Parc de l’Akagera : splendeur et sorcellerie
Une dévastatrice épidémie de peste animale peut avoir des conséquences inattendues. Celle qui, en 1932, a ravagé les provinces de Mutara et de Kibungo, dans le nord-est du Rwanda, a conduit à la création du parc national d’Akagera. Après avoir tenté d’éliminer certains des animaux accusés de véhiculer les maladies, les autorités finirent par renoncer à l’éradication et décidèrent d’isoler les animaux dans un parc, à l’image du parc national des Volcans – qui abrite les fameux gorilles des montagnes, première réserve africaine à avoir vu le jour en 1925.
À sa création, en novembre 1934, le parc national de l’Akagera s’étendait sur 250 000 ha. Aujourd’hui, grignoté par l’expansion démographique, il s’est réduit à 90 000 ha. Si, pendant des décennies, l’Akagera a été une cible privilégiée des braconniers, une équipe de rangers et de militaires traque désormais les chasseurs illégaux de zèbres et d’antilopes. Une vingtaine d’entre eux sont pris chaque mois en flagrant délit.
Cette zone, où les marais sont nombreux, compte cinq lacs, dont celui d’Ihema, le plus grand du Rwanda après le Kivu. Une abondante faune et plus de cinq cents espèces d’oiseaux s’épanouissent dans les vallées perdues au milieu des collines. À quelques mètres de l’entrée de la réserve, le confortable hôtel Akagera, qui offre une vue imprenable sur un des lacs, accueille les touristes venus faire un safari. L’établissement, construit en 1973, dut cesser ses activités au moment du génocide, en 1994, et ne rouvrit ses portes qu’en décembre 2003. À l’intérieur du parc, les infrastructures et les pistes se sont dégradées après avoir été longuement abandonnées par le personnel forestier fuyant les massacres. Aujourd’hui, il reste encore beaucoup à faire pour les réhabiliter.

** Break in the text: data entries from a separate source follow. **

Issue #532, opened 2021-05-26
Tests are failing in django master


WisdomPill:
Tests are failing for django master, can be seen in #531

WisdomPill:
Seems to be related to `tox`, @terencehonles do you have any idea on how to solve it?

neumantm:
Could
`django.utils.deprecation.RemovedInDjango50Warning: The default value of USE_TZ will change from False to True in Django 5.0. Set USE_TZ to False in your project settings if you want to keep the current default behavior.`
be the cause?

WisdomPill:
No, that's a warning there is also an `InvocationError` probably from `tox`

terencehonles:
The invocation error comes because the underlying command failed. It's the USE_TZ that's the underlying issue. I created #533 to fix the issue.

PR #533, opened 2021-05-26
Draft: Fix test failure caused by django deprecation

neumantm:
The failure was caused by:
django.utils.deprecation.RemovedInDjango50Warning:
The default value of USE_TZ will change from False to True in Django 5.0.
Set USE_TZ to False in your project settings if you want to keep
the current default behavior.

### DIFF
--- a/tests/settings/sqlite.py
+++ b/tests/settings/sqlite.py
@@ -1,4 +1,6 @@
 SECRET_KEY = "django_tests_secret_key"
+USE_TZ = False
+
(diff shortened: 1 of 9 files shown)


neumantm:
Possible fix for #532
I'm not sure though.
Don't have local dev env setup to run tests.

terencehonles:
Sorry I should paid more attention, thanks for fixing this. Duplicated by #534

PR #536, opened 2021-05-28
Added python 3.10 beta 1 to CI

WisdomPill:
Just so if there will be any issues we can tackle them and be ready for when it will be out of beta

### DIFF
--- a/.github/workflows/ci.yml
+++ b/.github/workflows/ci.yml
@@ -19,6 +19,7 @@ jobs:
           - '3.7'
           - '3.8'
           - '3.9'
+          - '3.10'
         django-version:
           - '2.2'
           - '3.1'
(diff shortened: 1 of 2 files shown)


WisdomPill:
I know, I changed the DeprecationWarning handling but it was breaking the test suite for python 3.10, if you come up with a more elegant solution I am all ears. Probably there is a better solution, I did not look into it that much

terencehonles (approved):
LGTM, I made some minor adjustments that I think you'd be fine with. I'll let you review and squash if you approve.

.github/workflows/ci.yml
```diff
@@ -31,17 +32,17 @@ jobs:
           # latest Django with pre-release redis
           - django-version: '3.2'
             redis-version: 'master'
-            python-version: '3.9'
```
terencehonles, line 34: Bumped Python version instead of adding more jobs

setup.cfg
```diff
@@ -66,17 +67,18 @@ envlist =
     isort
     mypy
     # tests against released versions
-    py{36,37,38,39}-dj{22,31,32}-redislatest
+    py{36,37,38,39,310}-dj{22,31,32}-redislatest
     # tests against unreleased versions
-    py39-dj32-redismaster
-    py39-djmain-redis{latest,master}
+    py310-dj32-redismaster
```
terencehonles, line 72: Bumped Python version instead of adding more jobs

Issue #539, opened 2021-06-03
Add issue template


WisdomPill:
Many times people open issues for issues not related to bugs but for knowing how to use the library, I suggest to add some disclaimers in the issue template for looking for answers elsewhere, like stackoverflow, and also add tags to the issues automatically, like question, bug and so on.

PR #545, opened 2021-08-24
created  issue templates #539

sarathak:
created  issue templates #539


WisdomPill:
wait, open source does not work like that, when you do stuff somebody else should merge and not do it by yourself.

sarathak:
@WisdomPill your correct 

i just clicked to see how it preventing but got merged 

i think there must have some rule that prevent to do so

Issue #535, opened 2021-05-27
Use towncrier to generate release notes


terencehonles:
This issue is to investigate how much config is needed to configure [`towncrier`](https://towncrier.readthedocs.io/en/actual-freaking-docs/) or a similar tool to generate the release notes instead of manually generating them.

An investigation in the form of a PR will be evaluated for its complexity, and upon approval will become part of the PR process, shifting the burden of release notes to happen during the PR review (this could still be added/adjusted by a maintainer instead of the original author, but at least the notes happen when the PR happens).

PR #546, opened 2021-08-28
Use towncrier to generate release notes #535

sarathak:
towncrier to generate release notes

### DIFF
--- a/pyproject.toml
+++ b/pyproject.toml
@@ -1,0 +1,67 @@
+[build-system]
+requires = ["setuptools>=40.6.0", "wheel"]
+build-backend = "setuptools.build_meta"
+
+
+[tool.coverage.run]
+parallel = true
+branch = true
+source = ["django_redis"]
+
+[tool.coverage.paths]
+source = ["src", ".tox/*/site-packages"]
+
+[tool.coverage.report]
+show_missing = true
+exclude_lines = [
+    "pragma: no cover",
+    # PyPy is unacceptably slow under coverage.
+    "if PYPY:",
+]
+
+
+[tool.black]
+line-length = 79
+extend-exclude = '''
+# Exclude pattern matching test till black gains Python 3.10 support
+.*test_pattern_matching.*
+'''
+
+
+[tool.interrogate]
+verbose = 2
+fail-under = 100
+whitelist-regex = ["test_.*"]
+
+
+[tool.isort]
+profile = "attrs"
+
+
+[tool.towncrier]
+    package = "django_redis"
+    package_dir = "."
+    filename = "CHANGELOG.rst"
+    template = "changelog.d/towncrier_template.rst"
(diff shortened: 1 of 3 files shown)


WisdomPill:
I am not familiar with the tool @terencehonles is the one who proposed it, so I guess he is more comfortable with it than me

setup.cfg
```diff
@@ -174,3 +174,9 @@ ignore_missing_imports = true
 
 [mypy-redis.sentinel]
 ignore_missing_imports = true
+
+[testenv:changelog]
+basepython = python3.8
+deps = towncrier<21.3
```
terencehonles, line 180: why < 21.3? If there's a good reason do you mind putting your response in a comment so it's known for future editors?

setup.cfg
```diff
@@ -174,3 +174,9 @@ ignore_missing_imports = true
 
 [mypy-redis.sentinel]
 ignore_missing_imports = true
+
+[testenv:changelog]
+basepython = python3.8
```
terencehonles, line 179: I think this would be better to not fix this to 3.8 since any Python3 that `django-redis` supports should work.

```suggestion
basepython = python3
```

pyproject.toml
```diff
@@ -0,0 +1,67 @@
...
+
+
+[tool.interrogate]
+verbose = 2
+fail-under = 100
+whitelist-regex = ["test_.*"]
+
+
+[tool.isort]
+profile = "attrs"
```
terencehonles, line 38: Can you limit these changes to `towncrier`? or use `towncrier.toml` until we're ready to transition tools to use `pyproject.toml`?

pyproject.toml
```diff
@@ -0,0 +1,67 @@
...
+
+
+[tool.towncrier]
+    package = "django_redis"
```
terencehonles, line 42: I don't believe these need to be indented, and this doesn't match your indentation above nor do I believe it's common to indent tables in toml (I could be wrong about what's common).

terencehonles (commented):
@WisdomPill / @sarathak do you know if all of our tools support `pyproject.toml` now? There's config for existing tools that already is defined in `setup.cfg` and now there are two configs which will make it confusing to know which to edit. This PR should limit it's changes to just things that will affect `towncrier` and we should figure out if we're making the `pyproject.toml` migration now and do that via a separate PR.

I added some comments about the PR itself, and I'd need to test the setup, but it seems like everything makes sense to me. One more thing that we'd want to include in this PR is some documentation changes letting PR authors know that the repo uses town crier and a quick description of how to use it (potentially linking to external documentation as necessary)

sarathak:
@terencehonles 
i have fixed all requested item. please check

terencehonles:
Thanks for the updates, I probably need a few days to get back to you, but I will keep this notification unread so I can come back to it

Mais les projets pour dynamiser la réserve naturelle se multiplient. Outre les safaris, la pêche sportive, le camping et le « tourisme de communauté », un programme d’excursions sur un des lacs, peuplé d’hippopotames et de crocodiles devrait voir le jour. Les embarcations – deux bateaux commandés en Afrique du Sud – permettront aussi d’accéder à une île perdue au milieu des marais, célèbre pour avoir abrité les sorciers du royaume au XIXe siècle. Les souverains rwandais allaient s’y faire prédire leur avenir. Une tradition qui s’est perpétuée dans le secret, bien après la disparition de la monarchie. Car si l’île des Sorciers ne reçoit plus que la visite des crocodiles, des hippopotames et des oiseaux, quelque part dans le parc, une cahute en pierre abandonnée a dévoilé ses mystères. On la découvre camouflée derrière une forêt de ronces et d’arbustes, à quelques mètres de… la maison de vacances de Juvénal Habyarimana. L’ex-président rwandais s’y adonnait à la sorcellerie, en compagnie de marabouts venus de Tanzanie ou envoyés du Zaïre par son ami Mobutu. Le secret d’Habyarimana était bien gardé. Jusqu’en 1993, année où il y passa ses dernières vacances de Noël, le personnel de la villa était congédié au moment opportun afin de n’éveiller aucun soupçon, à l’exception du cuisinier, en lequel l’ancien président avait toute confiance.
Après la mort du dictateur, son employé vendit la mèche aux responsables du parc, qui cherchent aujourd’hui à tirer un bénéfice touristique de ce lieu lourdement marqué par l’Histoire. Au menu de la visite : la résidence elle-même, une bâtisse en briques rouges avec une vue imprenable sur le lac Ihema. L’enclos où le président gardait ses trois éléphants – l’un deux, Mutware (« héros » en kinyarwanda) vit toujours. Enfin, la « case à sorcellerie » à laquelle on accède par un sentier envahi de mauvaises herbes.
Les nouvelles attractions devraient augmenter le nombre de touristes, pour l’instant limité à 1 200 visiteurs par mois. Belges, Français, Américains, Britanniques et Canadiens sont de plus en plus nombreux à venir chercher des sensations fortes sur les pistes cahoteuses de l’Akagera.